WHAT IS BEING ASKED
What you return must match the records character for character.

EXTRACTED DATA
PR #572, opened 2021-08-18
Minor cleanups

a1346054:


scop:
All changes look good to me on cursory review, but I think the commit messages could use improvements:

- "fix: use upstream license file": we should use "docs:", not "fix:" for this
- "fix: use consistent code-style throughout the whole file": we should use "style" instead of "fix" for this, mention _which_ file, and it'd be better to be more specific, e.g. "style(bash_completion): remove redundant quotes"
- "fix: use same codestyle everywhere": this should also be "style", talk about redundant quotes instead of vague "same codestyle", and it bundles a python3 change which isn't really a code style but a functional change, so it should be another commit altogether
- "fix whitespace" is much too generic, e.g. "style(*.md): trim excess whitespace" would be better. I also think this message should have not passed commitlint, be sure to set up pre-commit for your working tree, see end of CONTRIBUTING.md

I'll slice and dice these into order for you, please take them into account for future constributions you may make. Thanks!

a1346054:
Thanks for the review and explanation, I'll keep those points in mind for all my future contributions. Indeed those commit messages are much better than what I did.

PR #939, opened 2023-04-24
refactor([t-z]*): apply naming guidelines where API is as desired

scop:


completions/vncviewer
```diff
@@ -13,11 +13,11 @@ _vncviewer_bootstrap()
...
     complete -F $fname vncviewer
     $fname "$@" # Generate completions once for now
-    unset -f _vncviewer_bootstrap
+    unset -f "$FUNCNAME"
 } &&
-    complete -F _vncviewer_bootstrap vncviewer
+    complete -F _comp_cmd_vncviewer__bootstrap vncviewer
 
-_tightvncviewer()
+_comp_cmd_tightvncviewer()
```
akinomyoga, line 20: https://github.com/scop/bash-completion/blob/3ed0e1f9bed7b7ec7950a20a60ac9345aab8f7a3/completions/vncviewer#L8-L9

These also need to be updated.

completions/vncviewer
```diff
@@ -1,6 +1,6 @@
 # bash completion for vncviewer                            -*- shell-script -*-
 
-_vncviewer_bootstrap()
+_comp_cmd_vncviewer__bootstrap()
```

EXERCISE RESULT
PR #572, opened 2021-08-18
Minor cleanups

a1346054:


scop:
All changes look good to me on cursory review, but I think the commit messages could use improvements:

- "fix: use upstream license file": we should use "docs:", not "fix:" for this
- "fix: use consistent code-style throughout the whole file": we should use "style" instead of "fix" for this, mention _which_ file, and it'd be better to be more specific, e.g. "style(bash_completion): remove redundant quotes"
- "fix: use same codestyle everywhere": this should also be "style", talk about redundant quotes instead of vague "same codestyle", and it bundles a python3 change which isn't really a code style but a functional change, so it should be another commit altogether
- "fix whitespace" is much too generic, e.g. "style(*.md): trim excess whitespace" would be better. I also think this message should have not passed commitlint, be sure to set up pre-commit for your working tree, see end of CONTRIBUTING.md

I'll slice and dice these into order for you, please take them into account for future constributions you may make. Thanks!

a1346054:
Thanks for the review and explanation, I'll keep those points in mind for all my future contributions. Indeed those commit messages are much better than what I did.

PR #939, opened 2023-04-24
refactor([t-z]*): apply naming guidelines where API is as desired

scop:


completions/vncviewer
```diff
@@ -13,11 +13,11 @@ _vncviewer_bootstrap()
...
     complete -F $fname vncviewer
     $fname "$@" # Generate completions once for now
-    unset -f _vncviewer_bootstrap
+    unset -f "$FUNCNAME"
 } &&
-    complete -F _vncviewer_bootstrap vncviewer
+    complete -F _comp_cmd_vncviewer__bootstrap vncviewer
 
-_tightvncviewer()
+_comp_cmd_tightvncviewer()
```
akinomyoga, line 20: https://github.com/scop/bash-completion/blob/3ed0e1f9bed7b7ec7950a20a60ac9345aab8f7a3/completions/vncviewer#L8-L9

These also need to be updated.

completions/vncviewer
```diff
@@ -1,6 +1,6 @@
 # bash completion for vncviewer                            -*- shell-script -*-
 
-_vncviewer_bootstrap()
+_comp_cmd_vncviewer__bootstrap()
```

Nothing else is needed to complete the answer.